▸ **Source data**:

PR #580, opened 2025-05-23
(test) FIR-44420 fixed the failing tests against 4.22

goprean:
Core team has release the fixes in 4.22. Before it was 4.21.

They have fixed some issues with the setting of parameters not being recognized. 

There are few other changes as well:
- force_pgdate_timestampntz is not supported any more for core (actually it is not doing anything for cloud as well)
- time_zone setting is not supported for core but the new property is timezone. This is the same for cloud but it seems that on cloud both work. 
- error messages for an unknown parameter is different if the query is ran against user engine or system engine. So changed the tests to reflect that. For core it will be similar to cloud when running on user engine.

### DIFF
--- a/src/integrationTest/java/integration/tests/TimestampTest.java
+++ b/src/integrationTest/java/integration/tests/TimestampTest.java
@@ -1,7 +1,8 @@
 package integration.tests;
 
 import com.firebolt.jdbc.testutils.AssertionUtil;
-import integration.CommonIntegrationTest;
+import com.firebolt.jdbc.testutils.TestTag;
+import integration.IntegrationTest;
 import io.zonky.test.db.postgres.embedded.EmbeddedPostgres;
 import java.io.IOException;
 import java.sql.Connection;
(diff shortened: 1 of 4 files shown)


src/integrationTest/java/integration/tests/TimestampTest.java
```diff
@@ -210,8 +294,29 @@ void shouldReturnTimestampFromTimestampTzWithTzWithHoursAndMinutes() throws SQLE
...
+			assertEquals(expectedTimestamp, resultSet.getObject(1));
+			compareAllDateTimeResultSetValuesWithPostgres(resultSet, "SELECT '1111-01-05 17:04:42.123456'::timestamptz",
+					"Asia/Calcutta");
+		}
+	}
+
+	@Tag(TestTag.V1)
+	@Tag(TestTag.V2)
+	@Test
+	void shouldReturnTimestampFromTimestampTzWithTzWithHoursAndMinutesAndSecondsWhenUsingTime_ZoneSetting() throws SQLException {
```
stepansergeevitch, line 319: Can we also test `timezone` with no `_` + CORE?

PR #582, opened 2025-05-26
(test) FIR-44420 Added more tests for core

goprean:
Added the CORE annotation to 4 additional tests. 

Also added one more test that verifies that certain statements are not valid for core: USE ENGINE <abc> is not valid for core.


bogdantruta-firebolt (approved):
lgtm

PR #583, opened 2025-05-27
Allow multiple nightly runs for different version of prefixes

goprean:
Going forward we might support multiple docker image versions (4.22-xxx, 4.23.xxx, etc)
Changed the nightly's to get the version prefixes from a GitHub variable so we can change them easily without changing the code. 

Going forward I will remove the 4.21 since I think we will release the 4.22 but you can see in the screenshot how the GitHub variable looks like.


goprean:
Screenshot 2025-05-27 at 10 30 08

This is an example of the run: https://github.com/firebolt-db/jdbc/actions/runs/15257815705

stepansergeevitch (approved):

PR #608, opened 2025-07-15
 (ci) FIR-47600 - Use the preview-rc tag to look for the core docker image to run the nightly's

goprean:
The latest image that the customers can download, until we go GA, is tagged with preview-rc.
Instead of using the latest docker image available (since there might be image published for testing or for specific customer), we will always run nightly's against the image with preview-rc. When the Core team wants to release a new docker image, it will tag is with preview-rc and the next nightly run will pick it up. 

I had to remove the -ti option when running docker as there is no TTY for GitHub actions. I was getting this error:
`the input device is not a TTY`


.github/workflows/nightly-core.yml
```diff
@@ -29,56 +30,71 @@ jobs:
...
+          VERSION_TAG=$(echo "$response" | jq -r --arg tag "$TAG" '
+            if . == null then
+              error("Response is null")
+            else
+              .[] | 
+              if .metadata == null then
+                empty
+              elif .metadata.container == null then
+                empty
+              elif .metadata.container.tags == null then
```
ptiurin, line 43: Do we need to do this stuff anymore? Can we just do an equivalent of `docker pull firebolt-core:preview-rc`?

goprean: I wanted to pull the specific image for a specific architecture. So in this case amd64. 
We have dockerImageVersion:preview-rc.
and I wanted to pull dockerImageVersion-amd64

goprean: I have removed the image tag detection and only use the preview-rc tag for the nightly.

PR #613, opened 2025-07-23
Fir 47755 migrate jdbc publishing to maven central

stepansergeevitch:
Added a manual upload step for a package from Maven docs: 
https://central.sonatype.org/publish/publish-portal-ossrh-staging-api/#ensuring-deployment-visibility-in-the-central-publisher-portal

### DIFF
--- a/.github/workflows/release.yml
+++ b/.github/workflows/release.yml
@@ -93,3 +93,9 @@ jobs:
         MAVEN_REPO_PASSWORD: ${{ secrets.MAVEN_REPO_PASSWORD }}
         GRADLE_SIGNING_KEY: ${{ secrets.GRADLE_SIGNING_KEY }}
         GRADLE_SIGNING_PASSWORD: ${{ secrets.GRADLE_SIGNING_PASSWORD }}
+
+    - name: Trigger manual package upload via API
+      run: ./gradlew manualUploadToMavenCentral
+      env:
+        MAVEN_REPO_USERNAME: ${{ secrets.MAVEN_REPO_USERNAME }}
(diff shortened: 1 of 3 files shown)


.github/workflows/release.yml
```diff
@@ -78,18 +78,24 @@ jobs:
...
         name: ${{ needs.build.outputs.sources-jar }}
-    - uses: xresloader/upload-to-github-release@v1
-      env:
-        GITHUB_TOKEN: ${{ secrets.GITHUB_TOKEN }}
-      with:
-        file: ${{ needs.build.outputs.uber-jar }}
-        tags: true
-        draft: false
-        tag_name: ${{ github.event.inputs.tag_name }}
+#    - uses: xresloader/upload-to-github-release@v1
```
goprean, line 81: this seems to still be needed. It uploads the jar to the release

gradle.properties
```diff
@@ -1,2 +1,2 @@
-version=3.6.7
+version=3.6.6
```
goprean, line 1: is this for testing? Since we are on 3.6.7.

.github/workflows/release.yml
stepansergeevitch: This was just for testing

goprean (approved):

goprean (commented):
Let's also change the release process here, since there are steps that are not needed anymore. https://packboard.atlassian.net/wiki/spaces/INTERFACES/pages/3458662503/Releasing+and+publishing#Publishing-to-OSSRH-Staging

▸ **What is needed**:
Among the records above, repeat exactly the line with "Going forward I", the line with "ptiurin, line 43: Do", and every line in between, and only those.

▸ **Expected output**:
Going forward I will remove the 4.21 since I think we will release the 4.22 but you can see in the screenshot how the GitHub variable looks like.


goprean:
Screenshot 2025-05-27 at 10 30 08

This is an example of the run: https://github.com/firebolt-db/jdbc/actions/runs/15257815705

stepansergeevitch (approved):

PR #608, opened 2025-07-15
 (ci) FIR-47600 - Use the preview-rc tag to look for the core docker image to run the nightly's

goprean:
The latest image that the customers can download, until we go GA, is tagged with preview-rc.
Instead of using the latest docker image available (since there might be image published for testing or for specific customer), we will always run nightly's against the image with preview-rc. When the Core team wants to release a new docker image, it will tag is with preview-rc and the next nightly run will pick it up. 

I had to remove the -ti option when running docker as there is no TTY for GitHub actions. I was getting this error:
`the input device is not a TTY`


.github/workflows/nightly-core.yml
```diff
@@ -29,56 +30,71 @@ jobs:
...
+          VERSION_TAG=$(echo "$response" | jq -r --arg tag "$TAG" '
+            if . == null then
+              error("Response is null")
+            else
+              .[] | 
+              if .metadata == null then
+                empty
+              elif .metadata.container == null then
+                empty
+              elif .metadata.container.tags == null then
```
ptiurin, line 43: Do we need to do this stuff anymore? Can we just do an equivalent of `docker pull firebolt-core:preview-rc`?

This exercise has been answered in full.